[WHAT THE TASK REQUIRES]
Collect all lines from the records below that include the word "previews".

--*--

PR #15439, opened 2026-08-09
Add MiniMaxH3AddGuide for anchoring image and audio guides at any frame

drozbay:
Currently MiniMax H3 implementation in Comfyui only allows keyframe guides at the first and last frame. The model itself is capable of addressing guides by position on a continuous time axis, so this removes that restriction and exposes it as a node.

image

**MiniMaxH3AddGuide** anchors a guide at any frame_idx (negative counts from the end):
- a still image
- a clip (batches snap down to the model's valid clip lengths: 5, 22, 39... frames)
- audio, anchored at the same position on the timeline
- any combination, and nodes chain for multiple guides

Example: feed the first 22 frames of an existing video plus its audio into one AddGuide at frame_idx 0 and the model generates the continuation of both streams. Or put a still at frame 60 of 124 to force a it to hit that frame.

First/last anchors produce the same coordinates as before, so existing workflows are unchanged.

Example workflow for simple adding keyframes:
[video_minimax_h3_r2v_addguides_v1.json](https://github.com/user-attachments/files/30954773/video_minimax_h3_r2v_addguides_v1.json)

[15439_assets_v1.zip](https://github.com/user-attachments/files/30954679/15439_assets_v1.zip)

https://github.com/user-attachments/assets/4dce6b58-eb58-4b9d-843c-12d37965ad9e


comfy_extras/nodes_minimax_h3.py
```diff
@@ -144,13 +155,87 @@ def execute(cls, clip, vae, prompt, width, height, length,
...
 
 
+class MiniMaxH3AddGuide(io.ComfyNode):
+    """Anchor image and/or audio guides at an arbitrary pixel frame of the target video."""
+
+    @classmethod
+    def define_schema(cls):
+        return io.Schema(
+            node_id="MiniMaxH3AddGuide",
+            display_name="MiniMax H3 Add Guide",
```
alexisrolland: Suggestion to go verb first which is a pattern we've been trying to push:

```suggestion
            display_name="Add Guide for MiniMax H3",
```

alexisrolland (changes requested):

comfy_extras/nodes_minimax_h3.py
drozbay: Done!

Kosinkadink (approved):

alexisrolland (approved):

PR #15508, opened 2026-08-11
Preserve asset hash when re-registering an unchanged file

synap5e:
## TL;DR

Every generated output was hashed as it was written, then had that hash cleared seconds later by the registration pass that runs when the prompt finishes. This clears it only when the file has actually changed on disk, so outputs keep the hash they were just given — and temp files, which nothing re-hashes afterwards, stop being permanently unhashed.

## Problem

Generated outputs are hashed as they are written, then registered a second time once the prompt finishes. That second pass cleared the hash and enrichment level of every reference it saw, so the hash computed moments earlier was thrown away. Output assets are re-hashed later by the background enricher; assets in the temp directory, which the enricher does not revisit, stay unhashed indefinitely.

## Cause

`ingest_existing_file` in `app/assets/services/ingest.py` reset `enrichment_level` and cleared `asset.hash` for every existing reference it found. That reset exists for a real case — the file at this path was rewritten, so anything recorded about its content is stale — but nothing checked whether the file had actually changed.

## Change

Compare the recorded mtime and size against the file on disk, using the same `verify_file_unchanged` test the scanner already applies to every file it tracks, and only reset when the file has changed.

- **Changed** — unchanged behaviour: clear the hash, reset enrichment, update the size, and detach from a shared asset row rather than mutating it.
- **Unchanged** — keep the hash, enrichment level and size. `job_id`, `mtime_ns`, `updated_at` and the `is_missing` clear still apply. A reference whose asset has no recorded hash has nothing to keep, so it always takes the reset path.

An unchanged file also no longer detaches from an asset row it shares with other references. That branch exists so one reference's rewrite does not mutate a row the others depend on; with nothing to mutate there is nothing to detach from, and detaching would split a correctly deduplicated asset onto a fresh hashless stub.

## Why mtime and size

These are not proof of content identity: a same-size rewrite that preserves mtime keeps a hash that no longer matches the bytes. That is real, and it is the trade this change makes.

It is also the definition of "unchanged" that the rest of this subsystem already uses. `verify_file_unchanged` is the scanner's staleness test for every file it tracks, and the enricher throws away a freshly computed hash when the file's mtime moved while it was hashing. A stricter rule at this one call site would not make anything safer — the same exposure remains everywhere the scanner looks — it would just make the two disagree. The magnitudes differ too: the bug is certain and happens every prompt, while the risk needs a same-size, mtime-preserving rewrite of a path a prompt has just written to. If mtime and size are too weak a test, that is a decision for the subsystem rather than for one function.

## Tests

Eight new cases in `tests-unit/assets_test/services/test_ingest.py` covering the unchanged file, a rewrite, a same-size rewrite (mtime only), both shared-asset paths, soft-deleted references, and a reference restored after the asset it shared lost its hash. Three of them fail on `master`; the rest pin behaviour that must not move.

```
python -m pytest tests-unit/assets_test/services tests-unit/assets_test/queries -q
323 passed in 2.57s

python -m pytest tests-unit/assets_test/test_sync_references.py --noconftest -q
22 passed in 0.36s
```

Also verified with an end-to-end script driving both registration paths against a real SQLite database, which confirms the hashes survive and that soft-delete behaviour is byte-for-byte unchanged.

### DIFF
--- a/app/assets/services/ingest.py
+++ b/app/assets/services/ingest.py
@@ -30,7 +30,11 @@ from app.assets.database.queries import (
 )
 from app.assets.helpers import get_utc_now, normalize_tags
 from app.assets.services.bulk_ingest import batch_insert_seed_assets
-from app.assets.services.file_utils import get_size_and_mtime_ns
+from app.assets.services.file_utils import (
+    get_mtime_ns,
+    get_size_and_mtime_ns,
+    verify_file_unchanged,
+)
 from app.assets.services.image_dimensions import extract_image_dimensions
 from app.assets.services.path_utils import (
     compute_loader_path,
@@ -194,8 +198,10 @@ def ingest_existing_file(
 ) -> bool:
     """Register an existing on-disk file as an asset stub.
 
-    If a reference already exists for this path, updates mtime_ns, job_id,
-    size_bytes, and resets enrichment so the enricher will re-hash it.
+    If a reference already exists for this path, updates mtime_ns and job_id.
+    When the file's mtime or size differ from what was recorded the file has
+    been rewritten, so its hash, size and enrichment state are discarded and
+    the enricher re-hashes it. An unchanged file keeps the hash it already has.
 
     For brand-new paths, inserts a stub record (hash=NULL) for immediate
     UX visibility.
@@ -203,7 +209,8 @@ def ingest_existing_file(
     Returns True if a row was inserted or updated, False otherwise.
     """
     locator = os.path.abspath(abs_path)
-    size_bytes, mtime_ns = get_size_and_mtime_ns(abs_path)
+    stat_result = os.stat(abs_path, follow_symlinks=True)
+    size_bytes, mtime_ns = stat_result.st_size, get_mtime_ns(stat_result)
     mime_type = mimetypes.guess_type(abs_path, strict=False)[0]
     name, path_tags = get_name_and_tags_from_asset_path(abs_path)
     tags = list(dict.fromkeys(path_tags + list(extra_tags)))
@@ -211,31 +218,38 @@ def ingest_existing_file(
     with create_session() as session:
         existing_ref = get_reference_by_file_path(session, locator)
         if existing_ref is not None:
+            asset = existing_ref.asset
+            unchanged = asset is not None and verify_file_unchanged(
+                mtime_db=existing_ref.mtime_ns,
+                size_db=asset.size_bytes,
+                stat_result=stat_result,
+            )
+
             now = get_utc_now()
             existing_ref.mtime_ns = mtime_ns
             existing_ref.job_id = job_id
             existing_ref.is_missing = False
             existing_ref.deleted_at = None
             existing_ref.updated_at = now
-            existing_ref.enrichment_level = 0
 
-            asset = existing_ref.asset
-            if asset:
-                # If other refs share this asset, detach to a new stub
-                # instead of mutating the shared row.
-                siblings = count_active_siblings(session, asset.id, existing_ref.id)
-                if siblings > 0:
-                    new_asset = create_stub_asset(
-                        session,
-                        size_bytes=size_bytes,
-                        mime_type=mime_type or asset.mime_type,
-                    )
-                    existing_ref.asset_id = new_asset.id
-                else:
-                    asset.hash = None
-                    asset.size_bytes = size_bytes
-                    if mime_type:
-                        asset.mime_type = mime_type
+            if not unchanged:
+                existing_ref.enrichment_level = 0
+                if asset:
+                    # If other refs share this asset, detach to a new stub
+                    # instead of mutating the shared row.
+                    siblings = count_active_siblings(session, asset.id, existing_ref.id)
+                    if siblings > 0:
+                        new_asset = create_stub_asset(
+                            session,
+                            size_bytes=size_bytes,
+                            mime_type=mime_type or asset.mime_type,
+                        )
+                        existing_ref.asset_id = new_asset.id
+                    else:
+                        asset.hash = None
+                        asset.size_bytes = size_bytes
+                        if mime_type:
+                            asset.mime_type = mime_type
             session.commit()
             return True
 
--- a/app/assets/services/ingest.py
+++ b/app/assets/services/ingest.py
@@ -199,9 +199,10 @@ def ingest_existing_file(
     """Register an existing on-disk file as an asset stub.
 
     If a reference already exists for this path, updates mtime_ns and job_id.
-    When the file's mtime or size differ from what was recorded the file has
-    been rewritten, so its hash, size and enrichment state are discarded and
-    the enricher re-hashes it. An unchanged file keeps the hash it already has.
+    A file whose mtime and size still match what was recorded keeps its hash,
+    size and enrichment state. If the file was rewritten, or there is no
+    recorded hash left to keep, that state is discarded and the enricher
+    re-hashes it.
 
     For brand-new paths, inserts a stub record (hash=NULL) for immediate
     UX visibility.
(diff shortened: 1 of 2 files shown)


app/assets/services/ingest.py
```diff
@@ -194,48 +198,58 @@ def ingest_existing_file(
...
 
     with create_session() as session:
         existing_ref = get_reference_by_file_path(session, locator)
         if existing_ref is not None:
+            asset = existing_ref.asset
+            unchanged = asset is not None and verify_file_unchanged(
+                mtime_db=existing_ref.mtime_ns,
+                size_db=asset.size_bytes,
+                stat_result=stat_result,
+            )
```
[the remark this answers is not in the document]
synap5e: Not changing this. `verify_file_unchanged` is the subsystem-wide staleness test — the scanner uses it for every file it tracks — so this makes ingest agree with it rather than disagree. Rationale and the trade-off are in the PR description.

app/assets/services/ingest.py
```diff
@@ -194,48 +198,58 @@ def ingest_existing_file(
...
+    size_bytes, mtime_ns = stat_result.st_size, get_mtime_ns(stat_result)
     mime_type = mimetypes.guess_type(abs_path, strict=False)[0]
     name, path_tags = get_name_and_tags_from_asset_path(abs_path)
     tags = list(dict.fromkeys(path_tags + list(extra_tags)))
 
     with create_session() as session:
         existing_ref = get_reference_by_file_path(session, locator)
         if existing_ref is not None:
+            asset = existing_ref.asset
+            unchanged = asset is not None and verify_file_unchanged(
```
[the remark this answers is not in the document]
synap5e: Not changing this. `verify_file_unchanged` is the subsystem-wide staleness test — the scanner uses it for every file it tracks — so this makes ingest agree with it rather than disagree. Rationale and the trade-off are in the PR description.

app/assets/services/ingest.py
```diff
@@ -194,48 +198,58 @@ def ingest_existing_file(
...
-                    asset.hash = None
-                    asset.size_bytes = size_bytes
-                    if mime_type:
-                        asset.mime_type = mime_type
+            if not unchanged:
+                existing_ref.enrichment_level = 0
+                if asset:
+                    # If other refs share this asset, detach to a new stub
+                    # instead of mutating the shared row.
+                    siblings = count_active_siblings(session, asset.id, existing_ref.id)
```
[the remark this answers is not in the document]
synap5e: Good catch — fixed in 789bcf34. The unchanged path now requires a recorded hash, so a reference whose shared asset was cleared in place is re-enriched instead of staying at HASHED. Regression test added.

app/assets/services/ingest.py
```diff
@@ -194,48 +198,65 @@ def ingest_existing_file(
...
-                        size_bytes=size_bytes,
-                        mime_type=mime_type or asset.mime_type,
-                    )
-                    existing_ref.asset_id = new_asset.id
-                else:
-                    asset.hash = None
-                    asset.size_bytes = size_bytes
-                    if mime_type:
-                        asset.mime_type = mime_type
+            if not unchanged:
```
guill, line 242: I'm concerned that this changes behavior in an undesirable way.

Specifically, let's imagine that I run Workflow A and it generates two outputs -- Y and Z.
Then I modify that workflow and execute it as Workflow B. Because some paths are cached, it generates outputs X and Z.

Previously (and I believe in Comfy Cloud), it *does* generate a second asset record for that second Z so that the asset can be associated with both jobs.

With this change, because the file Z is unchanged on disk, we aren't creating another row and the asset won't be associated with the second job at all.

I think we want to skip calculating the hash (and reuse the old hash), but still create a stub asset for it.

synap5e: Z still gets job-B — job_id is updated on the existing row either way. Associating it with both jobs has never worked: one row per path, one job_id.

guill: I thought the whole point of having both the concept of an 'asset' and an 'asset record' in the DB schema was so that we could have multiple records pointing to the same file path. Is that no longer the case?

synap5e: Many references per asset, yes — different paths, or no path at all. Same path is unique though, and has been since the first assets migration — see get_or_create_reference.

guill: What does it mean to have "many references per asset" when the assets are different paths. Isn't that just not the same asset?

synap5e: You're right that the per-job association matters, and I don't think I engaged with that properly — I think the disagreement is about which layer carries the job link, so let me lay out what the schema does today.

An asset is content, keyed by hash (`uq_assets_hash` is unique). A reference is a place that content lives — a path — or an API-created record with no path at all. "Many references per asset" is the deduplication case: the same bytes in more than one place.

Concretely, a run that writes identical bytes to `temp/ComfyUI_temp_00001_.png` and `output/ComfyUI_00001_.png` produces one asset row with two references. If the bytes differ, they are two assets with one reference each. So different paths doesn't imply different assets — sameness is by content, and the enricher actively converges them: when it hashes a file and finds an existing asset with that hash, `reassign_asset_references` moves the reference across and the emptied row is deleted.

For your Y/Z then X/Z case, I ran it against master and this branch:

|                        | master | this branch |
| ---------------------- | ------ | ----------- |
| reference rows         | 3      | 3           |
| Z's `job_id` after B   | job-B  | job-B       |
| asset rows             | 4      | 3           |

Z is associated with job B in both — `job_id` is written unconditionally on the existing reference, and this change doesn't touch that line. The extra asset row on master isn't a second record for Z. It's an orphan: clearing the hash makes the next lookup miss, so a fresh row gets created and nothing points at the old one any more.

The thing you're actually after isn't in either version though. Z can't be associated with both jobs: `file_path` has been unique since the first assets migration, so there is exactly one reference per path, and `job_id` is a single column on that reference which gets overwritten. Creating a stub asset wouldn't get there either — the job link lives on the reference, not the asset, so that yields another orphaned row and still one job.

Making it work means moving job association off the reference: a job/reference join table, or per-job reference rows with the uniqueness relaxed. Happy to be wrong if the intent was something different.

synap5e: Explain each of those options, what semantics they encode, and how much of a lift

synap5e: **A job/reference join table.**

Semantics: many-to-many. Z gets rows for both jobs, and the reference keeps describing the file as it is now — so it answers "which jobs produced this file", but not "what did Z look like when job A produced it". If Z is later overwritten, both job links point at a reference describing the new bytes.

Lift: one table and a migration, a write where registration happens, and a read path. `job_id` on the reference becomes redundant — probably worth keeping as most-recent-job, since it's already in the API response alongside the deprecated `prompt_id` alias. Nothing that assumes one row per path is touched, and no list filter queries by job today, so there's no query surface to migrate.

**Per-job reference rows.**

Semantics: each row is "this job produced this file", with its own mtime, enrichment level and metadata. Strictly more expressive — job A's record survives Z being overwritten, which the join table can't give you.

Lift: much larger, and spread across invariants rather than one table.

- `get_reference_by_file_path` is already `.limit(1)`. Uniqueness is the only thing making that deterministic, so relaxing it silently hands an arbitrary row to `ingest_existing_file`, `_ingest_file_from_path` and `get_or_create_reference` — each needs an explicit which-row policy.
- `bulk_insert_references_ignore_conflicts` does `ON CONFLICT DO NOTHING` with `file_path` as the conflict target, so the scanner's seed path loses its dedup key.
- Sync collects a set of surviving paths and marks missing per path; with N rows per path it has to decide whether all of them or one get marked.
- Soft-delete changes meaning, since deleting the file no longer maps onto deleting a record.

So the join table gets the association at a fraction of the cost. Per-job rows are only worth it if what you want is per-job history rather than per-job association.

synap5e: And how does this affect the the cached-output case where no file (I think) is created?

synap5e: Right, no file is written — the node doesn't execute. Enrichment doesn't run for it either: `_send_cached_ui` replays the cached `ui` payload, which already carries the asset id from the first run, and `enrich_output_with_assets` only runs in the execute path.

So the post-prompt pass is the only thing that touches Z on the second run. The cached entry still lands in `history_result["outputs"]`, `_collect_output_absolute_paths` picks the path up, and `ingest_existing_file` gets it with the new prompt id.

That makes the cached case the unchanged-file case by construction: nothing was written, so mtime and size necessarily match. It's the cleanest instance of what this change fixes — previously the hash was cleared and the background enricher re-hashed bytes that had already been hashed, for a file nobody wrote. `job_id` is still set to the new prompt either way.

It also separates the two options above. A join table fits: nothing was produced, you just record that Z is associated with the second job as well. Per-job reference rows are more awkward, because job B didn't produce Z, it reused it — a row saying "this job produced this file" records a write that never happened.

PR #15509, opened 2026-08-11
Fix missing asset preview URLs outside input and output

synap5e:
**TL;DR** — `preview_url` was chosen from an asset's tags, so anything outside `input`/`output` came back with no preview at all, and editing tags destroyed it. It is now derived from the file's own path.

## Problem

Assets written anywhere other than the input and output directories came back from the API with no `preview_url`, so a client had nothing to render. The most visible case is images produced by preview nodes: they land in the temp directory and otherwise get a complete asset record — hashed, mime-typed, with dimensions — but no preview. Separately, because the choice was made from tags and tags are user-editable, removing a tag silently destroyed the preview URL of an asset that still had one.

## Cause

`_build_preview_url_from_view` in `app/assets/api/routes.py` picked the `/api/view` type by testing the asset's tags in order — `input`, then `output` — and returned `None` when neither matched. Every other directory fell off the end of that chain. It also required a `filename` in `user_metadata`, which an API-created reference need not carry, so those produced no preview either.

## Change

The URL is derived from where the file actually sits, using `compute_asset_response_paths` — the same helper the response already uses for `display_name`. The namespace (`input`, `output`, `temp`) becomes the view type, the path below it becomes `filename`, any leading directories become `subfolder`, and both halves are URL-encoded. Tags and `user_metadata` no longer participate.

A file outside those roots gets no preview URL, because `/api/view` has no directory type that could address it. Neither does content no client can render from its own bytes: images, video, audio and text do render and get a URL, while model weights do not, and a mesh reaches a preview the other way, through `preview_id`. Previewability is resolved the same way `/api/view` resolves the type it serves — the stored MIME type, falling back to the stored path — so a scan that recorded no MIME type does not cost an image its preview, and renaming an asset cannot change what previews.

Where an asset nominates a preview, that reference's path is used. Those are resolved a page at a time in one query rather than one per row, and a nominated preview that has been deleted drops out of the lookup and is no longer advertised. That lookup is deliberately not scoped by owner: `/api/view` does not check ownership for this URL shape, so scoping it would gate building the URL without gating access to the file, and would imply an isolation boundary that assets do not currently have.

This keeps `/api/view` rather than moving previews to the asset content endpoint. The content endpoint resolves any reference regardless of directory, which makes it a tempting single answer, but it is a download endpoint: it does not honour byte ranges, which native `<video>` and `<audio>` need in order to seek, it is owner-scoped via a header that a browser `` fetch cannot attach, and it records an access on every fetch, which would turn rendering a list of thumbnails into a write per thumbnail.

## Tests

```
python -m pytest tests-unit/assets_test/services/test_asset_response_preview_url.py tests-unit/assets_test/test_preview_url.py -q
37 passed in 7.61s
```

Run against the previous implementation, 31 of the 37 fail and 6 pass. The 31 are the bug: URL derivation across all three view roots, subfolder splitting and encoding, independence from tags, from `user_metadata` and from the editable name, the `preview_id` indirection, the MIME fallback, and the cases that must yield no URL. The 6 that pass on both are there to pin behaviour that must not move — that the URL serves the asset's bytes, answers a `Range` request with `206`, resolves with no user header, that admitting `text/` still forces `.html` to `application/octet-stream` + `attachment`, and that model weights get no URL from either the detail or the list route.

The preview lookup was measured flat in page size: one `SELECT` at 1, 50 and 500 rows, and none when no asset on the page nominates a preview.

### Scope
- [ ] **Is API Node Change**

### Pricing & Billing
- [ ] **Need pricing update**
- [ ] **No pricing update**

If **Need pricing update**:

### QA
- [ ] **QA done**
- [ ] **QA not required**

### Comms


app/assets/api/routes.py
```diff
@@ -207,44 +209,63 @@ def _validate_sort_field(requested: str | None) -> str:
     return "created_at"
 
 
-def _build_preview_url_from_view(tags: list[str], user_metadata: dict[str, Any] | None) -> str | None:
-    """Build a /api/view preview URL from asset tags and user_metadata filename."""
-    if not user_metadata:
+# Anything else has no visual form: a preview of its own bytes would just make the client download it all.
+PREVIEWABLE_MIME_PREFIXES = ("image/", "video/", "audio/")
```
alexisrolland: are text and 3d omitted on purpose?

app/assets/api/routes.py
```diff
@@ -207,44 +209,63 @@ def _validate_sort_field(requested: str | None) -> str:
...
+# models is deliberately absent: /api/view has no directory type for it.
+VIEWABLE_NAMESPACES = frozenset({"input", "output", "temp"})
+
+
+def _has_previewable_content(asset: schemas.AssetData | None, name: str | None) -> bool:
+    if asset is None:
+        return False
+    # A scan run without metadata extraction leaves mime NULL; resolve from the name as /content does.
+    raw = asset.mime_type or mimetypes.guess_type(name or "")[0] or ""
+    return raw.split(";", 1)[0].strip().lower().startswith(PREVIEWABLE_MIME_PREFIXES)
```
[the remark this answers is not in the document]
synap5e: Fixed in ee827652 — the fallback now resolves from `result.ref.file_path`.

Worth adding that the argument is a little stronger than "name is editable": `/api/view` types its own response from the path-derived filename (`server.py`), not from `ref.name`, so resolving previewability from the path also makes this agree with the endpoint the URL points at.

Test added with the name and the stored filename carrying different extensions, in both directions — an unguessable name over a `.png` path, and a `.png` name over a `.safetensors` path. Both fail against the previous version.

--*--

[PROBLEM SOLUTION]
A file outside those roots gets no preview URL, because `/api/view` has no directory type that could address it. Neither does content no client can render from its own bytes: images, video, audio and text do render and get a URL, while model weights do not, and a mesh reaches a preview the other way, through `preview_id`. Previewability is resolved the same way `/api/view` resolves the type it serves — the stored MIME type, falling back to the stored path — so a scan that recorded no MIME type does not cost an image its preview, and renaming an asset cannot change what previews.
This keeps `/api/view` rather than moving previews to the asset content endpoint. The content endpoint resolves any reference regardless of directory, which makes it a tempting single answer, but it is a download endpoint: it does not honour byte ranges, which native `<video>` and `<audio>` need in order to seek, it is owner-scoped via a header that a browser `` fetch cannot attach, and it records an access on every fetch, which would turn rendering a list of thumbnails into a write per thumbnail.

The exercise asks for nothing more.